Should it be demanded, how a week-day service of any kind, preparatory to the supper, is more defensible than public fasts and thanksgivings, or more consistent with the foregoing reasonings? I answer, Preaching the word, unlike those exercises, is an ordinary part of God's worship; and, if it do not displace any other duty, can never be unseasonable. But should any assert a previous week-day sermon to be essential, either to the right administration of the supper, or the right preparation for it—should it be considered as obligatory, by divine authority, on the conscience-should it jostle other duties out of their places-should it be a pillar of willworship--should it lead to erroneous notions of the sacraments, breeding a false reverence for the one, and sinful slight of the other. Could it be proved to have all, or any of these effects, the author would be the first to condemn and reject it.

LETTER VIII.

Some Popular Pleas for Sacramental Fasts and Thanksgivings, briefly Considered.

CHRISTIAN BRETHREN

AFTER all that has been said, will any still advocate our sacramental fasts and thanksgivings, by pleading that "they are of long standing in the church--are a laudable custom-are well meant--have been practiced by great and good men-are helpful to devotion-are either sin or duty; and if not the former, then certainly the latter?"

A word or two to each of these pretenses. As to their antiquity, I remark,

1. It is not true: we have already proved them to be quite modern; an innovation of yesterday.

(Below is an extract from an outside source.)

PR #757, opened 2018-06-08
Make 3scale batching policy compatible with the caching policy

### LINKED ISSUE #738: Make 3scale batching policy compatible with the caching policy
The 3scale batching policy is not using the handlers defined in the caching policy. That means that when both policies appear in the chain, the caching one has no effect.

2. Antiquity is a wretched standard of truth; the abominations of popery are more ancient than they, by several centuries.

That they are a laudable custom is begging the question, for it is the very thing in dispute. Beside, custom is not to be the rule of wor

ship. Many bad customs have crept into the church of God: and if their being once customs is a reason for their being always customs, the reformers acted very foolishly in throwing so many of them away. If it be not a scriptural custom, the longer it has stood the worse; the more mischief it has done; and the greater need for its immediate abolition. The injury done by custom to purity is the subject of old and heavy complaint. "Our Lord Christ called himself truth, not custom," saith Tertullian.

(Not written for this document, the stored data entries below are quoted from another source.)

PR #759, opened 2018-06-12
[rate-limit] extract redis shdict

mikz:
* extract redis shdict into own module
* start spec for the redis shdict
* implement init_ttl parameter of incr

/cc @y-tabata my plan is to extract this module and have standalone unit tests for it

### DIFF
--- a/spec/policy/rate_limit/redis_shdict_spec.lua
+++ b/spec/policy/rate_limit/redis_shdict_spec.lua
@@ -1,0 +1,119 @@
+local env = require('resty.env')
+local ts = require ('apicast.threescale_utils')
+
+local redis_host = env.get('TEST_NGINX_REDIS_HOST') or 'localhost'
+local redis_port = env.get('TEST_NGINX_REDIS_PORT') or 6379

Their being well-meant is no better apology than the former. Good intentions do not sanctify a fault. The worst of things have sometimes been done with the best design. Zeal for God, not according to knowledge, has been a greater pest to his church than all the openly wicked schemes of Satan and his agents.

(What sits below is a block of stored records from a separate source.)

PR #764, opened 2018-06-15
[wip] load .init* on all policies

mikz:


gateway/src/apicast/executor.lua
```diff
@@ -59,6 +63,28 @@ function _M:context(phase)
     return shared_build_context(self)
 end
 
+local init = _M.init
+function _M:init()
+    init(self)
+
+    for _, policy_mod in ipairs(policy_modules) do
+       if policy_mod.init then
+           policy_mod.init()
```
davidor: I think we'll need to check which policies are in the global policy chain. Otherwise, `init()` might be run twice for those policies. Same for `init_worker()`

spec/ngx_helper.lua
```diff
@@ -28,11 +30,24 @@ local set_status = getlocal(register_setter, 'ngx_magic_key_setters').status
...
+  end
+end
+
 local function reset_ngx_state()
   ngx.var = deepcopy(ngx_var_original)
   ngx.ctx = deepcopy(ngx_ctx_original)
-  ngx.shared = deepcopy(ngx_shared_original)
   ngx.header = deepcopy(ngx_header_original)
+
+  reset_ngx_shared(ngx_shared_original)
```
davidor: Why doesn't `deepcopy()` work in this case?

mikz: `deepcopy` works fine, but `resty.limit.req` takes a reference to `ngx.shared` when it is loaded:
https://github.com/openresty/lua-resty-limit-traffic/blob/ef080731b80fe00a385a4aed8a7f7f575d01c152/lib/resty/limit/req.lua#L11
So replacing the whole table won't have an effect.

davidor: :+1:
I think this deserves a comment.

spec/policy/rate_limit/rate_limit_spec.lua
```diff
@@ -27,6 +27,27 @@ local function is_gt(_, arguments)
...
+  local actual = tonumber(arguments[3])
+
+  local result = not ok and expected == actual
+  -- switch arguments for proper output message
+  util.tinsert(arguments, 1, util.tremove(arguments, 3))
+  state.failure_message = arguments[3]
+  return result
+end
+
+assert:register("assertion", "returns_error", returns_error, "assertion.error.positive", "assertion.error.negative")
```
davidor: `assertion.error.positive` and `assertion.error.negative` are not set.

mikz: But it worked. I just copied it from luassert internals, so I assume they are defined there and just reused.

I plan to extract this to a helper, so it can be reused in other files too.

mikz:
Closed by https://github.com/3scale/apicast/pull/770

PR #766, opened 2018-06-15
[spec] do not replace ngx.shared entirely

mikz:
If some code like `resty.limit.req` is loaded globaly for the whole test suite,
it will take reference to `ngx.shared` and replacing that table would have no effect.


davidor:
Looks good :+1: 
Please fix the codeclimate issue before merging.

But great and good men have practiced them-And the argument will be conclusive whenever it is proved that great and good men never do wrong. Till then, we must look more at God's word than at their example. Great and good men have observed "days, and months, and times, and years;" and have used rites and ceremonies, the very mention of which, as parts or appendages of worship,

would excite among us just and universal indignation. Their errors were not so much their own as the errors of their day and place. They followed the fashion merely because it was the fashion, without serious examination, or perhaps any examination at all. This is undoubtedly the fact with respect to our sacramental fasts and thanksgivings; not one in a hundred of those who keep them having ever inquired into their reason and obligation. And this is the best apology for those worthies whose conduct is now held up as a model for

ours.

But the principle of this argument is utterly intolerable. It puts an everlasting stop to reformation. Had our ancestors acted upon it, we would have been still within the precincts of that synagogue of Satan, the church of Rome. They were more enlightened. Could they hear us allege their example in vindication of an unscriptural usage, they would be the first to resent the impiety. Not wishing us to be followers of them farther than they were of Christ, they would disown us as a spurious brood, and not the genuine sons of the Reformation. We have made miserable proficiency if we have not yet learned that maxim of Christian independence, not to call any man our master upon earth.